Issue #4823, opened 2014-03-07
Unit facings not in line with original games


reaperrr:
I know this is technically Westwoods fault for using such weird facing, but it's still rather noticeable in some cases.

Basically, for example for units with 32 facings, WW used the 4th frame when moving NW, 14th for SW, 20th for SE, 30th for NE, instead of 5,13,21,29 like OpenRA.

The problem is that Westwoods SHPs were made with their odd approach in mind, not the technically correct approach OpenRA is using. I believe some older versions of OpenRA actually took this into consideration, but some of the refactoring seems to have removed that.

This is most noticeable when watching harvesters harvest ore/tiberium, because their facing and harvest animation are not fully aligned visually.

PR #10521, opened 2016-01-15
Remove Util.GetFacing.

pchote:
This introduces WVec.Yaw and WAngle.Facing primitives, and uses them instead of Util.GetFacing.
This is another small step towards fixing our horrible facing code (which is required for proper handling of TS slopes), and is an immediate blocker to fixing #4823.

### DIFF
--- a/OpenRA.Game/WAngle.cs
+++ b/OpenRA.Game/WAngle.cs
@@ -41,6 +41,8 @@ namespace OpenRA
 		public bool Equals(WAngle other) { return other == this; }
 		public override bool Equals(object obj) { return obj is WAngle && Equals((WAngle)obj); }
 
+		public int Facing { get { return Angle / 4; } }
+
 		public int Sin() { return new WAngle(Angle - 256).Cos(); }
 
 		public int Cos()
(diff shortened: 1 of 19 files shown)


OpenRA.Game/WAngle.cs
```diff
@@ -41,6 +41,8 @@ public WAngle(int a)
 		public bool Equals(WAngle other) { return other == this; }
 		public override bool Equals(object obj) { return obj is WAngle && Equals((WAngle)obj); }
 
+		public int Facing { get { return Angle / 4; } }
```
Phrohdoh: Would this make more sense as `AsFacing`?

pchote: These are essentially fundamental properties of the owning type (like `X`, `Y`, `Angle`, etc), and not a conversion to another complex object.

reaperrr:
The code is a bit over my head, but I didn't spot anything that looks wrong.
Also spotted no in-game regressions, so I'll risk a :+1:

pchote:
Rebased.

--------------------

EXERCISE OBJECTIVE:
Copy out every line in the listing where the word "facings" appears.

WRITTEN ANSWER:
Unit facings not in line with original games
Basically, for example for units with 32 facings, WW used the 4th frame when moving NW, 14th for SW, 20th for SE, 30th for NE, instead of 5,13,21,29 like OpenRA.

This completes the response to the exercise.